LGTIT est-il le "Nouveau" ?
LGTIT est-il une révolution ou une évolution naturelle des méthodes existantes ? Les frères Ingebrigtsen ont obtenu des résultats fantastiques sur 1500–5000 m, et Gustav Idén et Kristian Blummenfelt ont montré que le principe peut également fonctionner sur des distances de triathlon. Il y a donc des leçons claires à tirer.
L'utilisation de dispositifs de mesure du lactate est particulièrement intéressante : ils fournissent des données objectives qui peuvent aider un coureur à oser baisser l'intensité et ainsi éviter le surentraînement. Comme le résument les auteurs de l'étude :
“Les mécanismes sous-jacents expliquant la relation entre l’entraînement près/à vLT2 et le développement de la performance et de ses déterminants physiologiques ne sont pas clairs. Cependant, il a été émis l’hypothèse que l’utilisation de cette intensité d’exercice spécifique améliore les adaptations spécifiques des muscles, y compris la dissipation du lactate par opposition à la réduction de la production de lactate [88]. Comme seules les unités motrices recrutées sont susceptibles d'augmenter le nombre de mitochondries et la densité capillaire, exception faite de l'augmentation de la densité capillaire dans les fibres musculaires de Type I qui pourrait bénéficier à l'apport d'O__2 aux fibres musculaires de Type II, on peut spéculer que l’entraînement près de vLT2 optimise le nombre d'unités motrices recrutées sans avoir à accepter les conséquences des niveaux élevés de catécholamines susceptibles d’être expérimentés avec l’entraînement z4. “
Plus de seuil est-il adapté à tout le monde?

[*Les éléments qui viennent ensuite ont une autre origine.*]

Issue #158, opened 2012-07-18
Unable to pass user data to callbacks


tpot:
Hello.  I'm trying to declare and bind multiple queues to an exchange asynchronously, but can't figure out a non-racy way to pass a parameter to the queue_declare callback.  )-:   A better way would be to have some way to pass user data to the callback functions as part of the API.  Can pika do this or Is there something basic I'm missing about the interface?

I ended up using functools.partial to do this, which only works with the git version, not 0.9.5 due to how it checks whether callbacks are callable or not.

import functools

channel.queue_declare(
  callback = functools.partial(on_queue_declare, user_data),
  queue = "whatever",
  auto_delete = True
)

def on_queue_declare(host, frame):
  # Do my funky thing

art049:
That's still an issue

lukebakken:
Passing user data would also address #898

lukebakken:
Both `functools.partial` and a closure are good solutions to this issue.

lukebakken:
Re-opening. I noticed that [this library](https://github.com/eclipse/paho.mqtt.python/blob/master/src/paho/mqtt/client.py#L398-L401) supports this feature. Pika should too.

lukebakken:
@vitaly-krugl has suggested that `functools.partial` be the accepted way to do this [here](https://github.com/pika/pika/pull/941#issuecomment-363241531) and I agree. I have updated some of the code in `examples/` to demonstrate this.

vitaly-krugl:
`lambda` is another way, in addition to `functools.partial`, to pass extra args to your own callback. Finally, in OOP, the callback will often be an instance method, with the instance already having the necessary context without additional args.

PR #941, opened 2018-02-01
Consistently validate callback and nowait parameters

### LINKED ISSUE #925: basic_cancel default method parameters will result in an exception.
See [this comment](https://github.com/pika/pika/issues/817#issuecomment-358736838) in issue #817

lukebakken:
These are pretty big pre-`1.0.0` changes to the API, with the thought of adding a feature for passing user-defined data to callbacks when they are called (#158).

Other event-loop driven frameworks / environments (I'm thinking of javascript / node, especially) always pass the callback as the last parameter to a method that takes a callback.

This PR makes the following changes:

* Moves the callback parameter for all methods that take one to the end of the method that requires a callback
* Changes the parameter name to `callback` in all cases
* Adds validation for `callback` and `nowait` if both are part of the method signature. If `nowait=False` (the default), then a callback must be passed and `ValueError` will be raised if one isn't. #925 raised the issue that the default method parameters will result in `ValueError` and that behavior will remain the same.

To address #158, we could add a `userdata` parameter after `callback`, *or*, if callback is passed as a two-tuple, the first element could be validated as the callback method, and the second the userdata.


vitaly-krugl:
@lukebakken, before I get into the review, I just wanted to note that twisted and tornado both allow args and kwargs to be passed along with callback; e.g., `call_later(self, delay, callback, *args, **kwargs`.

Also, pika's use of the arg name `deadline` in timer APIs is confusing (at least to me). Something like `time.time() + 10` (i.e., seconds from epoch) is what I think of as deadline. The values that we pass to `add_timeout` are better named as `delay` or `seconds_from_now` (IMHO :).

lukebakken:
@vitaly-krugl thanks for pointing out how those libs use `*args, **kwargs` - I assume that is what you'd like to see this project implement?

Please feel free to rename other parameters you think are confusing and push to the `pika-925` branch.

vitaly-krugl:
@lukebakken, regarding args/kwargs - I was just brainstorming. Since Python has `functools.partial`, the other school of thought might say that it's easy enough for clients to to use it and there is no need for pika to deal with callback args/kwargs.

vitaly-krugl:
`add_timeout(self, deadline, callback_method)`: `callback_method` needs to be renamed `callback`

vitaly-krugl:
@lukebakken - please refrain from pushing commits to this PR until I am done reviewing. Otherwise it's a little like trying to hit a moving target :).

pika/channel.py
```diff
@@ -656,62 +673,67 @@ def exchange_declare(self,
...
         """Turn Channel flow control off and on. Pass a callback to be notified
         of the response from the server. active is a bool. Callback should
         expect a bool in response indicating channel flow state. For more
         information, please reference:
 
         http://www.rabbitmq.com/amqp-0-9-1-reference.html#channel.flow
 
-        :param callable callback: The callback to call upon completion
         :param bool active: Turn flow on or off
+        :param callable callback: The callback to call upon completion
```
vitaly-krugl: document that callback is optional and may be None

vitaly-krugl:
`docs/examples/tornado_consumer.rst:            self._channel.queue_declare(self.on_queue_declareok, queue_name)`

tests/unit/channel_tests.py
```diff
@@ -885,25 +912,25 @@ def test_queue_purge_rpc_request(self, rpc, _unused):
...
         mock_callback = mock.Mock()
-        self.obj.queue_purge(mock_callback, 'foo', nowait=True)
+        self.obj.queue_purge('foo', nowait=True, callback=None)
         rpc.assert_called_once_with(
-            spec.Queue.Purge(0, 'foo'), mock_callback, [])
+            spec.Queue.Purge(0, 'foo'), None, [])
 
     def test_queue_unbind_raises_channel_closed(self):
         self.assertRaises(exceptions.ChannelClosed, self.obj.queue_unbind,
                           None, 'foo', 'bar', 'baz')
```
vitaly-krugl: The None maps to the old callback arg and should be moved to the end and use kwarg

tests/acceptance/async_adapter_tests.py
```diff
@@ -84,22 +87,22 @@ class TestConsumeCancel(AsyncTestCase, AsyncAdapters):
 
     def begin(self, channel):
         self.queue_name = self.__class__.__name__ + ':' + uuid.uuid1().hex
-        channel.queue_declare(self.on_queue_declared, queue=self.queue_name)
+        channel.queue_declare(callback=self.on_queue_declared, queue=self.queue_name)
```
vitaly-krugl: Move `callback=self.on_queue_declared` to the end to match the new arg order convention (even if kwarg works around the ordering issue) ? Elsewhere in this file too. Test code snippets get copied to apps and other tests.

tests/acceptance/async_adapter_tests.py
```diff
@@ -84,22 +87,22 @@ class TestConsumeCancel(AsyncTestCase, AsyncAdapters):
...
 
     def on_queue_declared(self, frame):
         for i in range(0, 100):
             msg_body = '{}:{}:{}'.format(self.__class__.__name__, i,
                                          time.time())
             self.channel.basic_publish('', self.queue_name, msg_body)
-        self.ctag = self.channel.basic_consume(self.on_message,
+        self.ctag = self.channel.basic_consume(callback=self.on_message,
```
vitaly-krugl: callback at the end?

pika/adapters/blocking_connection.py
```diff
@@ -1496,12 +1496,12 @@ def add_on_return_callback(self, callback):
...
 
     def basic_consume(self,
-                      consumer_callback,
                       queue,
                       no_ack=False,
                       exclusive=False,
                       consumer_tag=None,
-                      arguments=None):
+                      arguments=None,
+                      callback=None):
```
vitaly-krugl: `callback=None` in the function signature suggests that `callback` is optional. However, the code and semantics dictate that it's required. This is likely confusing to the API user.

pika/channel.py
```diff
@@ -261,17 +259,20 @@ def basic_cancel(self, callback=None, consumer_tag='', nowait=False):
...
 
-    def basic_consume(self, consumer_callback,
+    def basic_consume(self,
                       queue='',
                       no_ack=False,
                       exclusive=False,
                       consumer_tag=None,
-                      arguments=None):
+                      arguments=None,
+                      callback=None):
```
vitaly-krugl: `callback=None` in the function signature suggests that `callback` is optional. However, the code and semantics dictate that it's required. This is likely confusing to the API user.

pika/channel.py
```diff
@@ -332,11 +336,11 @@ def _generate_consumer_tag(self):
...
         :returns: consumer tag
         :rtype: str
+
         """
-        return 'ctag%i.%s' % (self.channel_number,
-                              uuid.uuid4().hex)
+        return 'ctag%i.%s' % (self.channel_number, uuid.uuid4().hex)
 
-    def basic_get(self, callback=None, queue='', no_ack=False):
+    def basic_get(self, queue='', no_ack=False, callback=None):
```
vitaly-krugl: `callback=None` in the function signature suggests that `callback` is optional. However, the semantics dictate that it's required as it doesn't make sense to call without one.. This is likely confusing to the API user.

vitaly-krugl:
@lukebakken, here is some food for though: in methods where the value of the `callback` arg is correlated with the value of `nowait`, such as in `Channel.basic_cancel`, the `nowait` arg is redundant. If callback is None, then you can surmise that `nowait` should be True and if callback is not None, then it implies that `nowait` is False.

So, let's get rid of the `nowait` arg in all those cases. This will also reduce confusion and validation logic, and make the code more readable.

pika/channel.py
```diff
@@ -536,44 +542,52 @@ def close(self, reply_code=0, reply_text="Normal shutdown"):
...
         self._set_state(self.CLOSING)
 
-        self._rpc(spec.Channel.Close(reply_code, reply_text, 0, 0),
-                  self._on_closeok, [spec.Channel.CloseOk])
+        self._rpc(
+            spec.Channel.Close(reply_code, reply_text, 0, 0), self._on_closeok,
+            [spec.Channel.CloseOk])
 
-    def confirm_delivery(self, callback=None, nowait=False):
+    def confirm_delivery(self, nowait=False, callback=None):
```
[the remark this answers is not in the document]
vitaly-krugl: I think a different name for the callback arg would make the API less confusing, so the user won't think the callback is for signaling acknowledgment of `Confirm.Select`. Perhaps something like `delivery_conf_cb`?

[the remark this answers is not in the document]
vitaly-krugl: The other thing that's unusual (defective) about `Channel.confirm_delivery` is that, unlike most APIs with nowait=False capability, it doesn't support the passing of a completion callback . Thus, `BlockingChannel.confirm_delivery` needs to work around this deficiency and dabble in some internal knowhow by using the lower-level API `Channel.add_callback`. What's the benefit of having `confirm_delivery` be inconsistent with all other synchronous APIs?

pika/channel.py
```diff
@@ -536,44 +542,52 @@ def close(self, reply_code=0, reply_text="Normal shutdown"):
...
         """
-        self._validate_channel_and_callback(callback)
+        if not is_callable(callback):
+            # NB: confirm_deliver requires a callback; it's meaningless
+            # without a user callback to receieve Basic.Ack/Basic.Nack notifications
+            raise ValueError('confirm_delivery requires a callback')
 
-        # TODO confirm_deliver should require a callback; it's meaningless
-        # without a user callback to receieve Basic.Ack/Basic.Nack notifications
+        self._validate_channel_and_callback(self._on_selectok)
```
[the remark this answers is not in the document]
lukebakken: Sounds good

pika/channel.py
```diff
@@ -261,17 +254,20 @@ def basic_cancel(self, callback=None, consumer_tag='', nowait=False):
...
-        self._rpc(spec.Basic.Cancel(consumer_tag=consumer_tag, nowait=nowait),
-                  self._on_cancelok if not nowait else None,
-                  [(spec.Basic.CancelOk, {'consumer_tag': consumer_tag})] if
-                  nowait is False else [])
+        self._rpc(
+            spec.Basic.Cancel(consumer_tag=consumer_tag, nowait=nowait),
+            self._on_cancelok if not nowait else None, [(spec.Basic.CancelOk, {
+                'consumer_tag':
+                consumer_tag
+            })] if nowait is False else [])
```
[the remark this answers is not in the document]
lukebakken: Ah I thought I had reverted those. I will simplify that.

pika/adapters/blocking_connection.py
lukebakken: Thanks for the feedback, I was wondering about that.

pika/channel.py
```diff
@@ -1352,17 +1397,45 @@ def _on_unexpected_frame(self, frame_value):
...
         if callback is not None and not is_callable(callback):
             raise ValueError('callback must be a function or method')
 
+    def _validate_callback_and_nowait(self, callback, nowait):
+        """Verify callback is callable if not None and that nowait is
+        consistent
+
+        :raises ValueError: if nowait is True and callback is not None,
+                            or if nowait is False and callback is not None
+                            and is not callable
```
vitaly-krugl: @lukebakken - "or if nowait is False and callback is not None and is not callable" does not describe what the code is actually doing.

The code actually does this: "or if nowait is False and callback is either None or is not callable: 
```
if callback is None or not is_callable(callback):
    raise ValueError(...
```

The current description is what the original code (before this PR) allowed, but the code in this method doesn't match that behavior. See also my [PR comment about consolidating `nowait` and `callback`](https://github.com/pika/pika/pull/941#issuecomment-363347436) if the current implementation's tight coupling is intended.

pika/channel.py
```diff
@@ -536,44 +542,52 @@ def close(self, reply_code=0, reply_text="Normal shutdown"):
...
+        :param callable callback: Required callback for delivery
+            confirmations that has the following signature:
+            callback(pika.frame.Method), where method_frame contains
+            either method `spec.Basic.Ack` or `spec.Basic.Nack`.
+        :raises ValueError:
 
         """
-        self._validate_channel_and_callback(callback)
+        if not is_callable(callback):
+            # NB: confirm_deliver requires a callback; it's meaningless
```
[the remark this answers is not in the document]
lukebakken: A habit of mine - https://en.wikipedia.org/wiki/Nota_bene

vitaly-krugl:
@lukebakken - regarding indentation and statically-detected errors: please run pylint on all of the modified code. It's really good at finding some bugs and reporting formatting convention violations. pika already provides a pylintrc at the root level that is configured per our conventions.

On my mac, I install pylint via `pip install pylint --user`. Then run it like this from within the project's directory (if you run it inside our tree, it automatically discovers our pylintrc): `pylint pika/channel.py`.

That said, in a functional PR like this one, please fix formatting errors that are introduced by your changes, not the legacy formatting.

lukebakken:
@vitaly-krugl thanks for the info. Should I modify the two documents that mention `yapf`?

vitaly-krugl:
@lukebakken: we should really stick to PEP-0008. I am surprised that yapf snuck into pika in a non-PEP8-compatible way. This also conflicts with the pylintrc settings that had been used to validate majority of the code. The vast majority of the code was PEP8 compatible. 

Regarding indentation, see https://www.python.org/dev/peps/pep-0008/#indentation.

vitaly-krugl:
Other than fixing pylint violations found in the new changes within this PR, let's schedule a separate follow-on PR to clean up pylint findings in the body of code, as presence of existing pylint warnings/etc. makes it difficult to notice newly-introduced violations in pylint output (same idea as resolving compiler warnings in existing code to make it possible to spot new ones easily).

In some cases, pylint has false positives, so we will need to suppress those in the affected code sections with pylint pragmas.

pika/channel.py
```diff
@@ -1352,16 +1385,46 @@ def _on_unexpected_frame(self, frame_value):
...
         """
         if not self.is_open:
             raise exceptions.ChannelClosed()
-        if callback is not None and not is_callable(callback):
-            raise ValueError('callback must be a function or method')
+
+    def _require_callback(self, callback):
+        """Require that callback is callable and is not None
+
+        :raises: ValueError
```
vitaly-krugl: By the way, would `TypeError` be more appropriate? I think it might be, because we're looking for callback to be of callable type?

tests/unit/channel_tests.py
```diff
@@ -687,25 +712,25 @@ def test_exchange_delete_rpc_request(self, rpc, _unused):
...
         mock_callback = mock.Mock()
-        self.obj.exchange_delete(mock_callback, 'foo', nowait=True)
+        self.obj.exchange_delete('foo', nowait=True, callback=None)
         rpc.assert_called_once_with(
-            spec.Exchange.Delete(0, 'foo'), mock_callback, [])
+            spec.Exchange.Delete(0, 'foo'), None, [])
 
     def test_exchange_unbind_raises_channel_closed(self):
         self.assertRaises(exceptions.ChannelClosed, self.obj.exchange_unbind,
                           None, 'foo', 'bar', 'baz')
```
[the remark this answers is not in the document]
lukebakken: The test is checking `_rpc`, and the last two arguments are `callback` and `acceptable_replies`, in that order. I can add the keyword args though

pika/channel.py
```diff
@@ -262,16 +260,16 @@ def basic_cancel(self, callback=None, consumer_tag='', nowait=False):
         self._cancelled.add(consumer_tag)
 
         self._rpc(spec.Basic.Cancel(consumer_tag=consumer_tag, nowait=nowait),
-                  self._on_cancelok if not nowait else None,
-                  [(spec.Basic.CancelOk, {'consumer_tag': consumer_tag})] if
-                  nowait is False else [])
+            self._on_cancelok if not nowait else None,
+            [(spec.Basic.CancelOk, { 'consumer_tag': consumer_tag })] if nowait is False else [])
```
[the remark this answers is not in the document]
lukebakken: Yeah I'm trying to revert any of the formatting changes I've done, I'll get this one too.

pika/channel.py
```diff
@@ -253,20 +248,18 @@ def basic_cancel(self, callback=None, consumer_tag='', nowait=False):
             # will persist until the channel is closed.
             del self._consumers[consumer_tag]
 
-        if callback is not None:
-            if nowait:
-                raise ValueError('Cannot pass a callback if nowait is True')
+        if callback:
```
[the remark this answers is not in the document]
lukebakken: In this case `_validate_callback` has made sure that it's callable or `None` which should evaluate correctly here. I can always change it to `if callable(callback)` too

examples/asynchronous_consumer_example.py
```diff
@@ -48,9 +49,11 @@ def connect(self):
...
         """
         LOGGER.info('Connecting to %s', self._url)
-        return pika.SelectConnection(pika.URLParameters(self._url),
-                                        self.on_connection_open,
-                                        stop_ioloop_on_close=False)
+        return pika.SelectConnection(parameters=pika.URLParameters(self._url),
+                                     on_open_callback=self.on_connection_open,
+                                     on_open_error_callback=self.on_connection_open_error,
+                                     on_close_callback=self.on_connection_closed,
+                                     stop_ioloop_on_close=False)
```
vitaly-krugl: The new call signature for `pika.connection.channel` is `def channel(self, channel_number=None, callback=None)`. However, the `open_channel` function in the asynchronous consumer example calls it using an incorrect signature: `self._connection.channel(on_open_callback=self.on_channel_open)`

vitaly-krugl: There are a number of others like it:
```
$ git grep 'on_open_callback='
docs/examples/asynchronous_consumer_example.rst:            self._connection.channel(on_open_callback=self.on_channel_open)
docs/examples/asynchronous_publisher_example.rst:            self._connection.channel(on_open_callback=self.on_channel_open)
docs/examples/asyncio_consumer.rst:            self._connection.channel(on_open_callback=self.on_channel_open)
docs/examples/tornado_consumer.rst:            self._connection.channel(on_open_callback=self.on_channel_open)
examples/asynchronous_consumer_example.py:        self._connection.channel(on_open_callback=self.on_channel_open)
examples/asynchronous_publisher_example.py:        self._connection.channel(on_open_callback=self.on_channel_open)
examples/confirmation.py:                                   on_open_callback=on_open)
```

vitaly-krugl: in docs/examples/comparing_publishing_sync_async.rst, asynchronous `connection.channel` call doesn't match the new `Connection.channel` signature. it's called simply as `connection.channel(on_channel_open)`, which ends up passing the callback as first arg, which is now `channel_number`.

pika/adapters/blocking_connection.py
```diff
@@ -1496,8 +1500,8 @@ def add_on_return_callback(self, callback):
                         callback, self, method, properties, body))))
 
     def basic_consume(self,
-                      consumer_callback,
-                      queue,
+                      callback,
+                      queue='',
```
vitaly-krugl: Why is queue param defaulted to `''` in this commit? The queue name is not optional, right?

pika/adapters/blocking_connection.py
```diff
@@ -2010,7 +2013,7 @@ def basic_nack(self, delivery_tag=None, multiple=False, requeue=True):
                               requeue=requeue)
         self._flush_output()
 
-    def basic_get(self, queue=None, no_ack=False):
+    def basic_get(self, queue='', no_ack=False):
```
vitaly-krugl: What's the point of default value on the `queue` arg? Queue name is required, isn't it?

pika/channel.py
```diff
@@ -332,11 +324,12 @@ def _generate_consumer_tag(self):
 
         :returns: consumer tag
         :rtype: str
+
         """
         return 'ctag%i.%s' % (self.channel_number,
                               uuid.uuid4().hex)
 
-    def basic_get(self, callback=None, queue='', no_ack=False):
+    def basic_get(self, callback, queue='', no_ack=False):
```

Dans la population étudiée — athlètes de piste et de terrain capables de gérer un volume hebdomadaire élevé et souvent des doubles séances d’entraînement — beaucoup d’entraînement au seuil combiné à un volume élevé peut améliorer les adaptations. L'entraînement au seuil est souvent proche du rythme de course, et lorsque l'intensité dépasse le seuil, la durée est courte (par exemple, durant les intervalles de 400 m). En bien des sens, le concept est une façon d’augmenter l’entraînement spécifique pour ce que vous voulez exceller.
La leçon est simple – lorsque nous comprenons mieux les mécanismes derrière l'effet de l'entraînement, nous pouvons adapter l'entraînement selon les objectifs et le contexte. En bref : si vous êtes un cycliste avec la possibilité de vous entraîner 6 heures par semaine, il est peu probable que le double seuil vous propulse au niveau supérieur. Mais si vous êtes un coureur d'élite avec la capacité de beaucoup vous entraîner et de bien récupérer — alors LGTIT est un outil incroyablement excitant à explorer.